Troublesome 1,500 Hotel Chains Inadvertently Leaking Customer Data
Symantec, a mainstream antimalware vendor has disclosed the result of their study that reveals that 67% of hotel websites experienced leaks with its respective booking systems. The leakage continues and it is predicted to continue its upward trajectory due to the growth of form jacking attacks. Symantec has tested 1,500 hotels globally and they discovered that for every three hotels they have audited, two hotels have some form of data leakage as a side effect of 3rd party analytics plugins.
Many of these hotels are directly under the European Union’s GDPR, but even after almost a full year of implementation, only a minority of hotels in Europe are actually compliant with it. The affected hotels are mostly from known hotel chains with many branches globally, and the majority of which have more than satisfactory reviews amongst the traveler community.

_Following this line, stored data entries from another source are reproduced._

PR #902, opened 2024-01-11
lib/idmapping.c: write_mapping(): Fixx off-by-one bug

alejandro-colomar:
Link: <https://github.com/shadow-maint/shadow/commit/673c2a6f9aa6c69588f4c1be08589b8d3475a520#r136830993>
Cc: @hallyn 
Cc: @ebiederm

### DIFF
--- a/lib/idmapping.c
+++ b/lib/idmapping.c
@@ -192,7 +192,7 @@ void write_mapping(int proc_dir_fd, int ranges, const struct map_range *mappings
 	}
 #endif
 
-	bufsize = ranges * ((ULONG_DIGITS + 1) * 3);
+	bufsize = (ULONG_DIGITS + 1) * 3 * ranges + 1;
 	pos = buf = XMALLOC(bufsize, char);
 	end = buf + bufsize;
 


hallyn (approved):
Looks right.  The last missing \n might not even upset the map_file parser, but we would exit with failure here.

hallyn:
Note also that ULONG_BITS is 21, while any valid subid has max 11 digits.  So the outcome would be failure here in any case.

alejandro-colomar:
> Note also that ULONG_BITS is 21, while any valid subid has max 11 digits. So the outcome would be failure here in any case.

I didn't understand this.  Can you please clarify?

hallyn:
If you cat /proc/self/uid_map in init_user_ns, you'll see that the top uid is 4294967295.  Any value higher than 4294967295 - longer than 11 digits - will be invalid.  So any range which has the lower, range, and upper as 21 digits will be an invalid range.  We would return an error in this case because we'd be truncating the write into the buffer which, as you noted, will be 1 byte too short.  So we'll error correctly but for the wrong reasons.  There is AFAICS not a valid case which we'll error on.

alejandro-colomar:
Ahhh, heh!  Makes sense.

PR #904, opened 2024-01-12
lib/sgetgrent.c: fix null pointer dereference

ferivoz:
If reallocation fails in function list, then reset the size to 0 again. Without the reset, the next call assumes that `members` points to a memory location with reserved space.

Also use size_t instead of int for size to prevent signed integer overflows. The length of group lines is not limited.

Fixes 45c0003e53ab671c63dcd530fd9f3245d3b29e76 (4.14 release series)

Proof of Concept:
1. Prepare a group file (one long group line and a shorter one, both with a list of users)
```
$ echo -n "root:x:0:" > /tmp/uwu
$ yes , | tr -d '\n' | dd of=/tmp/uwu bs=10 count=3145728 seek=1 conv=notrunc iflag=fullblock
$ echo -e "\nbin:x:1:," >> /tmp/uwu
```
2. Run grpck with tight memory constraints
```
$ ulimit -d 102400
$ grpck /tmp/uwu
Segmentation fault (core dumped)
```

### DIFF
--- a/lib/sgetgrent.c
+++ b/lib/sgetgrent.c
@@ -37,8 +37,8 @@
 static char **list (char *s)
 {
 	static char **members = NULL;
-	static int size = 0;	/* max members + 1 */
-	int i;
+	static size_t size = 0;	/* max members + 1 */
+	size_t i;
 
 	i = 0;
 	for (;;) {
@@ -47,8 +47,10 @@ static char **list (char *s)
 		if (i >= size) {
 			size = i + 100;	/* at least: i + 1 */
 			members = REALLOCF(members, size, char *);
-			if (!members)
+			if (!members) {
+				size = 0;
 				return NULL;
+			}
 		}
 		if (!s || s[0] == '\0')
 			break;


alejandro-colomar:
```
```

Thanks!

alejandro-colomar:
Did you check if I forgot to do the same thing in any other reallocf(3) calls?

alejandro-colomar (approved):

alejandro-colomar:
> Also use size_t instead of int for size to prevent signed integer overflows. The length of group lines is not limited.

I like this change too, as size_t is more appropriate for a size.  However, can you please clarify how it prevents signed integer overflow?

Integer overflow could only happen in the line `size = i + 100;`, and it could still happen if we switch to `size_t`, I think (it will be harder, but still possible).  If that's a concern, maybe the addition should be checked for overflow with a builtin?

In the call to REALLOCF(), the number is converted to a size_t, and the multiplication should be performed with checks inside reallocarray(3), so in this call there's no overflow.

```c
alx@debian:~/src/shadow/shadow/4.14.x$ grepc REALLOCF .
./lib/alloc.h:#define REALLOCF(ptr, n, type)                                                \
({                                                                            \
	__auto_type  p_ = (ptr);                                              \
                                                                              \
	static_assert(__builtin_types_compatible_p(typeof(p_), type *), "");  \
                                                                              \
	(type *) reallocarrayf(p_, n, sizeof(type));                          \
})
alx@debian:~/src/shadow/shadow/4.14.x$ grepc reallocarrayf .
./lib/alloc.c:extern inline void *reallocarrayf(void *p, size_t nmemb, size_t size);
./lib/alloc.h:ATTR_MALLOC(free)
inline void *reallocarrayf(void *p, size_t nmemb, size_t size);
./lib/alloc.h:inline void *
reallocarrayf(void *p, size_t nmemb, size_t size)
{
	void  *q;

	q = reallocarray(p, nmemb, size);

	/* realloc(p, 0) is equivalent to free(p);  avoid double free.  */
	if (q == NULL && nmemb != 0 && size != 0)
		free(p);
	return q;
}
```

alejandro-colomar:
> Did you check if I forgot to do the same thing (set/reset static variables) after any other reallocf(3) calls?

I've checked with the following, and it seems this is the only mistake of this kind.

```sh
$ git log -G 'REALLOC[ARY]*F' -p
$ git log -G 'realloc[ary]*f' -p
```

ferivoz:
> I like this change too, as size_t is more appropriate for a size. However, can you please clarify how it prevents signed integer overflow?

The `size_t` data type is unsigned, so it cannot trigger a signed integer overflow. :)

It is not realistically possible to trigger an overflow with `size_t` with the constant 100 steps. At least on systems where shadow is supposed to run, i.e. on Linux systems. The 32 bit architectures use 1 GB of virtual address space for kernel, so only 3 GB are left. Even if it would be possible to reallocate in 100 steps up to this, it would not overflow the counter.

But let's entertain the thought for a bit for 64 bit systems. Even if all of that is possible, this huge group line would already reside twice in memory due to previous string duplications and memory copy operations. It is save to assume that this cannot overflow. Again, at least if we do not talk about embedded systems where `size_t` might be smaller than the whole address space, but these would most likely not be even POSIX systems.

ferivoz:
> Integer overflow could only happen in the line `size = i + 100;`, and it could still happen if we switch to `size_t`, I think (it will be harder, but still possible).

With sufficient amount of RAM, and my previous explanation, a very large line can fit into heap space on 64 bit systems and let this integer calculation overflow. With a negative integer, the cast to `size_t` in reallocfarray turns it huge and this will let the function call fail.

And this failure in turn leads to the null pointer dereference if a subsequent line is parsed.

alejandro-colomar:
> > I like this change too, as size_t is more appropriate for a size. However, can you please clarify how it prevents signed integer overflow?
> 
> The `size_t` data type is unsigned, so it cannot trigger a signed integer overflow. :)

:)

> 
> It is not realistically possible to trigger an overflow with `size_t` with the constant 100 steps. At least on systems where shadow is supposed to run, i.e. on Linux systems. The 32 bit architectures use 1 GB of virtual address space for kernel, so only 3 GB are left. Even if it would be possible to reallocate in 100 steps up to this, it would not overflow the counter.
> 
> But let's entertain the thought for a bit for 64 bit systems. Even if all of that is possible, this huge group line would already reside twice in memory due to previous string duplications and memory copy operations. It is save to assume that this cannot overflow. Again, at least if we do not talk about embedded systems where `size_t` might be smaller than the whole address space, but these would most likely not be even POSIX systems.

That's convincing.  Thanks!

alejandro-colomar:
@ikerexxe When you apply this one, I'll cherry-pick it to the stable branch.

alejandro-colomar:
@ferivoz Small typo in commit message:

`s/fucntion/function/`

ferivoz:
> `s/fucntion/function/`

Fixed, thanks!

alejandro-colomar:
Maybe it would be good to include the proof of concept in the commit message.  That's an interesting thing to keep there, I think.

hallyn (approved):

hallyn:
Thanks.

PR #908, opened 2024-01-17
src/sulogin.c: Free previously allocated memory

ferivoz:
The sulogin program calls pw_entry in a loop while incorrect root passwords are entered.

Free the previously allocated memory to avoid memory exhaustion.

Proof of Concept (compile with -fsanitize=address):

Run `sulogin` and enter wrong root passwords multiple times. Then press CTRL+D. You can see as many direct leaks as wrong passwords have been entered.

### DIFF
--- a/src/sulogin.c
+++ b/src/sulogin.c
@@ -199,22 +199,29 @@ pw_entry(const char *name, struct passwd *pwent)
 	struct passwd  *passwd;
 
 	if (!(passwd = getpwnam(name))) {  /* local, no need for xgetpwnam */
+		free(pwent->pw_name);
 		pwent->pw_name = NULL;
 		return;
 	}
 
+	free(pwent->pw_name);
 	pwent->pw_name = xstrdup(passwd->pw_name);
 	pwent->pw_uid = passwd->pw_uid;
 	pwent->pw_gid = passwd->pw_gid;
+	free(pwent->pw_gecos);
 	pwent->pw_gecos = xstrdup(passwd->pw_gecos);
+	free(pwent->pw_dir);
 	pwent->pw_dir = xstrdup(passwd->pw_dir);
+	free(pwent->pw_shell);
 	pwent->pw_shell = xstrdup(passwd->pw_shell);
 #if !defined(AUTOSHADOW)
 	/* local, no need for xgetspnam */
 	if ((spwd = getspnam(name))) {
+		free(pwent->pw_passwd);
 		pwent->pw_passwd = xstrdup(spwd->sp_pwdp);
 		return;
 	}
 #endif
+	free(pwent->pw_passwd);
 	pwent->pw_passwd = xstrdup(passwd->pw_passwd);
 }


ferivoz:
It would be nice if `pw_entry` could be moved into `sulogin.c` because no other program uses it. Also, `sulogin.c` could be refactored to remove its global variables.

Is there interest in this for another pull request?

alejandro-colomar:
```
```

alejandro-colomar (approved):

lib/entry.c
```diff
@@ -29,19 +29,25 @@ void pw_entry (const char *name, struct passwd *pwent)
 		pwent->pw_name = NULL;
```
alejandro-colomar, line 29: Isn't this a leak too?

hallyn:
> It would be nice if `pw_entry` could be moved into `sulogin.c` because no other program uses it.

That would be good to do if we're doing this patch, because here we are depending
on the pwent being zeroed out at the start, else we'll start freeing random values.
So best not to make it seem like "just anyone" can use it.

Alternatively, we could introduce a pw_init() function which zeroes the pwent at the
top of the loop.

> Also, `sulogin.c` could be refactored to remove its global variables.

This patch is depending on pwent being in BSS so it starts out zeroed.  So don't just
move its definition into main or into the while loop without accounting for that.

Anyway, I'll note that while this 'out of memory' is not a security issue (since this
is only in sulogin, not in general library code), risking freeing uninitialized memory
is.  So let's be careful with this.  We've had unexpected side effects in the past from
over-zealous attempts at freeing memory in programs where it just didn't matter.

lib/entry.c
alejandro-colomar: After refactoring sulogic.c and pw_entry(), I see that the caller immediately exits after that, so it's a short-lived leak, but still a leak.

I'm thinking that I'll resolve this by refactoring pw_entry() to return a -1 on error, so you can just ignore this.  Or you can refactor it yourself if you want.  :)

ferivoz: Yes, it is a leak. And it is short-lived, but still a leak. I have adjusted my commit and added you as a co-author. Thank you for pointing it out!

ferivoz:
Rebased on current master. Thank you for refactoring the mentioned parts @alejandro-colomar!

lib/entry.c
alejandro-colomar: Thanks!

alejandro-colomar:
Thank you!

```
```

alejandro-colomar:
Oh, you should probably keep the Co-authored-by (or Co-developed-by, as you prefer) line next to the signed-off-by.  :)

<https://www.kernel.org/doc/html/latest/process/submitting-patches.html?highlight=signed%20off#when-to-use-acked-by-cc-and-co-developed-by>

hallyn (approved):

hallyn:
It would be nice, if anyone feels included to do more with this code, to replace void pw_entry() with int pw_entry() which returns error if we run out of memory.

Furthermore, given doc/HOWTO note on AUTOSHADOW, which is referenced in this hunk, it seems like we ought to also drop that, and just refuse to compile if AUTOSHADOW is set.

alejandro-colomar:
> It would be nice, if anyone feels included to do more with this code, to replace void pw_entry() with int pw_entry() which returns error if we run out of memory.

Yup, I had this in my plans.

> Furthermore, given doc/HOWTO note on AUTOSHADOW, which is referenced in this hunk, it seems like we ought to also drop that, and just refuse to compile if AUTOSHADOW is set.

I don't even know what AUTOSHADOW is.  I've been seeing that thing and trying to ignore it.  :D
I'll have a look.

PR #924, opened 2024-01-22
W

alejandro-colomar:
@thesamesam 

I've prepared it already, per your suggestion.


lib/cast.h
```diff
@@ -0,0 +1,21 @@
+// SPDX-FileCopyrightText: 2022-2024, Alejandro Colomar <alx@kernel.org>
```
ikerexxe, line 1: Since this is a new file I guess this should include only 2024, and not 2022

autogen.sh
```diff
@@ -5,8 +5,18 @@ autoreconf -v -f --install "$(dirname "$0")" || exit 1
...
 CFLAGS="$CFLAGS -Wextra"
+#CFLAGS="$CFLAGS -Werror=declaration-missing-parameter-type"
+#CFLAGS="$CFLAGS -Werror=deprecated-non-prototype"
 CFLAGS="$CFLAGS -Werror=implicit-function-declaration"
+CFLAGS="$CFLAGS -Werror=implicit-int"
+#CFLAGS="$CFLAGS -Werror=incompatible-function-pointer-types"
+CFLAGS="$CFLAGS -Werror=incompatible-pointer-types"
+CFLAGS="$CFLAGS -Werror=int-conversion"
+#CFLAGS="$CFLAGS -Werror=return-mismatch"
+#CFLAGS="$CFLAGS -Werror=strict-prototypes"
```
ikerexxe, line 16: Can you add a comment at the end of the line explaining why these are commented?

ikerexxe (commented):
Two minor comments inline

lib/cast.h
alejandro-colomar: It's new for this project, but I copied from some other projects of mine that were older.  Since I've tweaked it a little bit for this project, I updated the copyright, but without removing the original one.

autogen.sh
alejandro-colomar: It's commented in the commit message already.  Do you want it there too?  Or maybe I should just remove those lines?

alejandro-colomar:
v2 changes:

-  Remove `-Wno-unknown-warning`.  It was a red herring.
-  Remove warnings that are new in GCC 14, or exclusive to Clang, as GCC doesn't have a way to deal with them.  [@ikerexxe ]

```
$ git range-diff master gh/W W 
1:  baf1f916 = 1:  baf1f916 lib/must_be.h: is_same_typeof(): Rename macro
2:  fe5774b5 = 2:  fe5774b5 lib/must_be.h: is_same_type(): Add macro
3:  df8ee946 = 3:  df8ee946 lib/cast.h: const_cast(): Add macro for dropping 'const'
4:  6461c51e = 4:  6461c51e src/su.c: Use const_cast() to silence -Wincompatible-pointer-types-discards-qualifiers
5:  08825432 = 5:  08825432 src/useradd.c: get_defaults(): Use const temporary pointer to fix const correctness
6:  469fbd13 = 6:  469fbd13 src/usermod.c: grp_update(): Remove scope of variable, and fix const correctness
7:  31c5ed1c < -:  -------- autogen.sh: CFLAGS: Add some -Werror=... flags that will be default soon
8:  b3f22d1e < -:  -------- autogen.sh: CFLAGS: Use -Wno-unknown-attributes; Clang doesn't know [[gnu::access()]]
-:  -------- > 7:  f0f1d548 autogen.sh: CFLAGS: Add some -Werror=... flags that will be default soon
-:  -------- > 8:  a99b3a50 autogen.sh: CFLAGS: Use -Wno-unknown-attributes; Clang doesn't know [[gnu::access()]]
```

autogen.sh
ikerexxe: Thanks!

ikerexxe (approved):
LGTM! Merging...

“The sites I tested ranged from two-star hotels in the countryside to luxurious five-star resorts on the beach. Basically, I randomly chose locations where I would like to spend my vacation, then selected the top search engine results for hotels in those locations. Some hotel sites I tested are part of larger, well-known hotel chains, meaning my research for one hotel applies to other hotels in the chain. Some reservation systems were commendable, as they only revealed a numerical value and the date of the stay and did not divulge any personal information. But the majority leaked personal data, such as: Full name; Email address; Postal address; Mobile phone number; Last four digits of credit card, card type, and expiration date; Passport number,” explained Candid Wueest, Principal Threat Researcher at Symantec.
The booking arrangement used by these hotels was the primary reason personally identifiable information can be extracted from publicly shared records of these unnamed hotels. The information itself can be taken from the booking system itself, with the use of Google Analytics to further fine-tune the result. Wueest mentioned a sample URL containing leaked data which can only be seen by an observant person from the address bar of the browser:https://www.google-analytics.com/collect?v=1&_v=j73&a=438338256&t=pageview&_s=1&dl=https%3A%2F%2Fbooking.the-hotel.tld%2Fretrieve.php%3Fprn%3D1234567%26mail%3Djohn%5Fsmith%40myMail.tld&dt
“This results in the reference code being shared with more than 30 different service providers, including well-known social networks, search engines, and advertisement and analytics services. This information could allow these third-party services to log into a reservation, view personal details, and even cancel the booking altogether. Note that in this scenario, the fault is not on the service provider’s side,” added Wueest.
Wueest further stressed that 29% of the booking systems they have checked also send a booking confirmation email containing a non-encrypted webpage link. That means any man-in-the-middle attack can be launched by an unknown party to intercept the email sent by the hotel to its customers. The hotels’ IT support teams are not even helping in the situation, given that 25% of them has not responded to Wueest’s appeals to reform their website within a 6-weeks window.